## SUPPLIED ENTRIES
PR #2868, opened 2018-01-16
Update toolset, retarget to .NET Core 2.0 and .NET Standard 2.0

dsplaisted:
Addresses #2706

PR #2883, opened 2018-01-21
more readable

callmekohei:
It's a little hard to read init-tool.sh.

So I think that it should be more readble.

### DIFF
--- a/init-tools.sh
+++ b/init-tools.sh
@@ -1,21 +1,72 @@
 #!/usr/bin/env bash
 
+# ---------------------------------------------------------------------
+# Util functions
+# ---------------------------------------------------------------------
+
+partingLine () {
+  printf -v _hr "%*s" $(tput cols) && echo ${_hr// /${1--}}
+}
+
+
+# ---------------------------------------------------------------------
+# Global variables
+# ---------------------------------------------------------------------
+
+#   msbuild
+#   │
+#   ├── init-tools.sh                        <---- __scriptpath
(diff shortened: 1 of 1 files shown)


AndyGerlicher:
I like this, but if you look at #2868 we're about to update our toolsets and change a lot of the way we're building, I don't think these changes will transfer easily :(. If you did want to commit off of that branch (which will go to master soon), that's something we would consider. Really do appreciate you taking the time to improve things. Hope some of this work can be saved.

fbessho:
@AndyGerlicher I'm an outsider here but are you asking @callmekohei to merge his change to init-tool.sh to the `exp/update-toolset` branch?
When I check the branch, #2868 doesn't touch `init-tool.sh` so I think adding his change on this PR to the `exp/update-toolset` branch can be done easily.

I can see init-tools.*cmd* in `git diff` below but not init-tools.*sh*.
```
git diff --name-only origin/master..origin/exp/update-toolset | grep "init-tools"
init-tools.cmd
```

rainersigwald:
`init-tools.sh` should no longer be used in the `exp/update-toolset` branch.  It should have been deleted like `init-tools.cmd` was. Thanks for noticing @fbessho.

@callmekohei Sorry, but since the script is obsoleted by that PR I don't think we should take this. I really appreciate the work, though--the changes are very nice!

callmekohei:
Thank you (^_^)/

## YOUR GOAL
Return exactly, and only, the line containing "I can see init-tools.*cmd*" and every line after it through the end of the material.

## ANSWER SPACE
I can see init-tools.*cmd* in `git diff` below but not init-tools.*sh*.
```
git diff --name-only origin/master..origin/exp/update-toolset | grep "init-tools"
init-tools.cmd
```

rainersigwald:
`init-tools.sh` should no longer be used in the `exp/update-toolset` branch.  It should have been deleted like `init-tools.cmd` was. Thanks for noticing @fbessho.

@callmekohei Sorry, but since the script is obsoleted by that PR I don't think we should take this. I really appreciate the work, though--the changes are very nice!

callmekohei:
Thank you (^_^)/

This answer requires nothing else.